Contact potentials in Electromotive-force

                        When two different solids are in contact, it is common that thermodynamic equilibrium requires one of the solids assume a higher electrical potential than the other, the contact potential. For example, dissimilar metals in contact produce what is known also as a contact electromotive force or Galvani potential. The magnitude of this potential difference often is expressed as a difference in Fermi levels in the two solids at charge neutrality, where the Fermi level (a name for the chemical potential of an electron system) describes the energy necessary to remove an electron from the body to some common point (such as ground). Evidently, if there is an energy advantage in taking an electron from one body to the other, then such a transfer will occur.
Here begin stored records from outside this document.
PR #2010, opened 2024-05-23
support custom where sql construction logic

redkale:
I hope that XxxDeParser can overload this part of the logic when building the where condition sql statement. My requirement is to dynamically build the filter conditions in where according to the parameters.

### DIFF
--- a/src/main/java/net/sf/jsqlparser/util/deparser/DeleteDeParser.java
+++ b/src/main/java/net/sf/jsqlparser/util/deparser/DeleteDeParser.java
@@ -108,7 +108,7 @@ public class DeleteDeParser extends AbstractDeParser<Delete> {
     protected void deparseWhereClause(Delete delete) {
         if (delete.getWhere() != null) {
             buffer.append(" WHERE ");
-			int len = buffer.length();
+            int len = buffer.length();
             delete.getWhere().accept(expressionVisitor);
             if (buffer.length() == len) {
                 buffer.delete(len - " WHERE ".length(), len);
--- a/src/main/java/net/sf/jsqlparser/util/deparser/DeleteDeParser.java
+++ b/src/main/java/net/sf/jsqlparser/util/deparser/DeleteDeParser.java
@@ -90,14 +90,7 @@ public class DeleteDeParser extends AbstractDeParser<Delete> {
             }
         }
 
-        if (delete.getWhere() != null) {
-            buffer.append(" WHERE ");
-            int len = buffer.length();
-            delete.getWhere().accept(expressionVisitor);			
-            if (buffer.length() == len) {
-                buffer.delete(len - " WHERE ".length(), len);
-            }
-        }
+        deparseWhereClause(delete);
 
         if (delete.getOrderByElements() != null) {
             new OrderByDeParser(expressionVisitor, buffer).deParse(delete.getOrderByElements());
@@ -112,6 +105,13 @@ public class DeleteDeParser extends AbstractDeParser<Delete> {
 
     }
 
+    protected void deparseWhereClause(Delete delete) {
+        if (delete.getWhere() != null) {
+            buffer.append(" WHERE ");
+            delete.getWhere().accept(expressionVisitor);
+        }
+    }
+    
     public ExpressionVisitor getExpressionVisitor() {
         return expressionVisitor;
     }
--- a/src/main/java/net/sf/jsqlparser/util/deparser/DeleteDeParser.java
+++ b/src/main/java/net/sf/jsqlparser/util/deparser/DeleteDeParser.java
@@ -108,7 +108,11 @@ public class DeleteDeParser extends AbstractDeParser<Delete> {
     protected void deparseWhereClause(Delete delete) {
         if (delete.getWhere() != null) {
             buffer.append(" WHERE ");
+			int len = buffer.length();
             delete.getWhere().accept(expressionVisitor);
+            if (buffer.length() == len) {
+                buffer.delete(len - " WHERE ".length(), len);
+            }
         }
     }
 
--- a/src/main/java/net/sf/jsqlparser/util/deparser/DeleteDeParser.java
+++ b/src/main/java/net/sf/jsqlparser/util/deparser/DeleteDeParser.java
@@ -22,7 +22,7 @@ import static java.util.stream.Collectors.joining;
 
 public class DeleteDeParser extends AbstractDeParser<Delete> {
 
-    private ExpressionVisitor expressionVisitor = new ExpressionVisitorAdapter();
+    protected ExpressionVisitor expressionVisitor = new ExpressionVisitorAdapter();
 
     public DeleteDeParser() {
         super(new StringBuilder());
@@ -90,10 +90,7 @@ public class DeleteDeParser extends AbstractDeParser<Delete> {
             }
         }
 
-        if (delete.getWhere() != null) {
-            buffer.append(" WHERE ");
-            delete.getWhere().accept(expressionVisitor);
-        }
+        acceptWhere(delete);
 
         if (delete.getOrderByElements() != null) {
             new OrderByDeParser(expressionVisitor, buffer).deParse(delete.getOrderByElements());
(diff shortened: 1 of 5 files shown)


src/main/java/net/sf/jsqlparser/util/deparser/DeleteDeParser.java
```diff
@@ -22,7 +22,7 @@
 
 public class DeleteDeParser extends AbstractDeParser<Delete> {
 
-    private ExpressionVisitor expressionVisitor = new ExpressionVisitorAdapter();
+    protected ExpressionVisitor expressionVisitor = new ExpressionVisitorAdapter();
```
manticore-projects, line 25: why do we change that to `protected` when there are public getters and setters?

src/main/java/net/sf/jsqlparser/util/deparser/DeleteDeParser.java
```diff
@@ -107,6 +104,13 @@ public void deParse(Delete delete) {
         }
 
     }
+    
+    protected void acceptWhere(Delete delete) {
```
manticore-projects, line 108: ok, but please rename into something like `deparsWhereClause` to stick with the established naming convention.
`accept` implies the visitor pattern which is not applicable here.

src/main/java/net/sf/jsqlparser/util/deparser/MergeDeParser.java
```diff
@@ -16,9 +16,9 @@
 import java.util.List;
 
 public class MergeDeParser extends AbstractDeParser<Merge> implements MergeOperationVisitor {
-    private final ExpressionDeParser expressionDeParser;
+    protected final ExpressionDeParser expressionDeParser;
```
manticore-projects, line 19: should be kept `private`

src/main/java/net/sf/jsqlparser/util/deparser/MergeDeParser.java
```diff
@@ -16,9 +16,9 @@
...
 
-    private final SelectDeParser selectDeParser;
+    protected final SelectDeParser selectDeParser;
```
manticore-projects, line 21: should be kept `private`

src/main/java/net/sf/jsqlparser/util/deparser/SelectDeParser.java
```diff
@@ -334,6 +331,13 @@ public void visit(PlainSelect plainSelect) {
 
     }
 
+    protected void acceptWhere(PlainSelect plainSelect) {
```
manticore-projects, line 334: should probably be moved into the abstract class instead of re-implementing it several times.

manticore-projects (changes requested):
Thank you for your contribution. Please consider the recommended changes and then I would merge it.

redkale:
@manticore-projects  thanks, updated
My requirement scenario is ：
 sql template  "SELECT * FROM user WHERE name = :param_name AND status = :param_status"
where param_name  and param_status both is null,  need generated sql: "SELECT * FROM user"
where param_name is not null, param_status  is null,  need generated sql: "SELECT * FROM user WHERE name = ? "
so deParse where expression maybe is empty

manticore-projects:
> sql template "SELECT * FROM user WHERE name = :param_name AND status = :param_status"

Greetings.

In my opinion, your approach is flawed. Instead of tampering with the `WHERE` clause, you will need to filter for the `JDBCNamedParameter`, then check it's parent AST Node and when it's an `EqualTo` rewrite it into an `IsNull`. 
Alternatively you can rewrite any `EqualTo` Expression into an `IsNull` Expression when the Left or Right Expression is a Null Value.

Those are specific solutions though that won't fit well into the generic de-parser.

src/main/java/net/sf/jsqlparser/util/deparser/DeleteDeParser.java
```diff
@@ -92,7 +92,11 @@ public void deParse(Delete delete) {
 
         if (delete.getWhere() != null) {
             buffer.append(" WHERE ");
-            delete.getWhere().accept(expressionVisitor);
+            int len = buffer.length();
```
manticore-projects, line 95: Please remove those specific parts from the PR as it does not fit into the generic Deparser.

src/main/java/net/sf/jsqlparser/util/deparser/SelectDeParser.java
```diff
@@ -251,7 +225,11 @@ public void visit(PlainSelect plainSelect) {
 
         if (plainSelect.getWhere() != null) {
             buffer.append(" WHERE ");
+            int len = buffer.length();
```
manticore-projects, line 228: Please remove those specific parts from the PR as it does not fit into the generic Deparser.

src/main/java/net/sf/jsqlparser/util/deparser/UpdateDeParser.java
```diff
@@ -90,7 +90,11 @@ public void deParse(Update update) {
 
         if (update.getWhere() != null) {
             buffer.append(" WHERE ");
-            update.getWhere().accept(expressionVisitor);
+            int len = buffer.length();
```
manticore-projects, line 93: Please remove those specific parts from the PR as it does not fit into the generic Deparser.

manticore-projects (changes requested):
I won't agree with the StringBuffer based `WHERE` clause exception. Rest is ok though and I would merge it.

manticore-projects:
Please fix QA exceptions and then I would merge.

redkale:
@manticore-projects    thanks,  I add  deparseWhereClause like before。
Statement will be caching, it cannot modify.  generate a new sql template based on parameters， like this:
`class SqlTemple {

    private final Statement sqlStatement;

    public SqlTemple() throws ParseException {
        String sql = "SELECT * FROM user WHERE name = :param_name AND status = :param_status";
        CCJSqlParser sqlParser = new CCJSqlParser(sql).withAllowComplexParsing(true);
        this.sqlStatement = sqlParser.SingleStatement();
    }
    
    public String createJdbcSql(Map<String, Object> map) {
        StringBuilder buffer = new StringBuilder();
        NativeExprDeParser myParser = new NativeExprDeParser(buffer, map);
        SelectDeParser parser = new SelectDeParser();
        StatementDeParser deParser = new StatementDeParser(myParser, parser, buffer);
        sqlStatement.accept(deParser);
        //map is empty  return "SELECT * FROM user"
        //map is {"param_name":"aa"}  reutrn "SELECT * FROM user WHERE name = :param_name"
        //map is {"param_status":2}  reutrn "SELECT * FROM user WHERE status = :param_status"
        //map is {"param_name":"aa","param_status":2}  reutrn "SELECT * FROM user WHERE name = :param_name AND status = :param_status"
        return buffer.toString();
    }

}`

redkale:
My framework source:  https://github.com/redkale/redkale-plugins/tree/main/src/main/java/org/redkalex/source/parser
@manticore-projects 
The function I designed is to define a SQL with full filtering conditions, and then dynamically build a new SQL with where conditions based on the existence of parameters.
Constructing the sql string into a Statement consumes performance and requires caching the Statement. In StatementDeParser, only the buffer can be dynamically controlled, so I want to dynamically adjust the buffer, not the AST Node.
```java
public interface ForumInfoMapper extends BaseMapper<ForumInfo> {

    @Sql("SELECT f.forum_groupid, s.forum_section_color "
        + "FROM forum_info f, forum_section s "
        + " WHERE f.forumid = s.forumid AND "
        + "s.forum_sectionid = #{bean.forumSectionid} AND "
        + "f.forumid = #{bean.forumid} AND s.forum_section_color = #{bean.forumSectionColor}")
    public ForumResult findForumResult(ForumBean bean);

    @Sql("SELECT f.forum_groupid, s.forum_section_color "
        + "FROM forum_info f, forum_section s "
        + " WHERE f.forumid = s.forumid AND "
        + "s.forum_sectionid = #{bean.forumSectionid} AND "
        + "f.forumid = #{bean.forumid} AND s.forum_section_color = #{bean.forumSectionColor}")
    public CompletableFuture<ForumResult> findForumResultAsync(ForumBean bean);
}
```

manticore-projects:
QA still failing.
Run './gradlew :spotlessApply' to fix these violations.

manticore-projects:
Before you push, please run the QA locally via `gradle check`.

manticore-projects:
Although I still believe that your approach is not best practise. Rather than tampering with the `WHERE` clause I would rewrite the query like:

```sql
select *
from t
where ( :param1 is null or column1= :param1) AND ( :param2 IS NULL or column2 = :param2 )
```

Then you can set the parameters `:param1` or `:param2` to NULL when not provided in your Parameter Map.
You may want to have a look at https://manticore-projects.com/MJdbcUtils/index.html which I wrote for exactly this purpose.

The transfer causes a charge separation, with one body gaining electrons and the other losing electrons. This charge transfer causes a potential difference between the bodies, and therefore, charge transfer becomes more difficult as the charge separation increases. At thermodynamic equilibrium, the Fermi levels are equal (the electron removal energy is identical) and there is now a built-in electrostatic potential between the bodies. The original difference in Fermi levels, before contact, is referred to as the emf. The contact potential cannot drive steady current through a load attached to its terminals because that current would involve a charge transfer. No mechanism exists to continue such transfer and, hence, maintain a current, once equilibrium is attained.

One might inquire why the contact potential does not appear in Kirchhoff's law of voltages as one contribution to the sum of potential drops. The customary answer is that any circuit involves not only a particular diode or junction, but also all the contact potentials due to wiring and so forth around the entire circuit. The sum of all the contact potentials is zero, and so they may be ignored in Kirchhoff's law.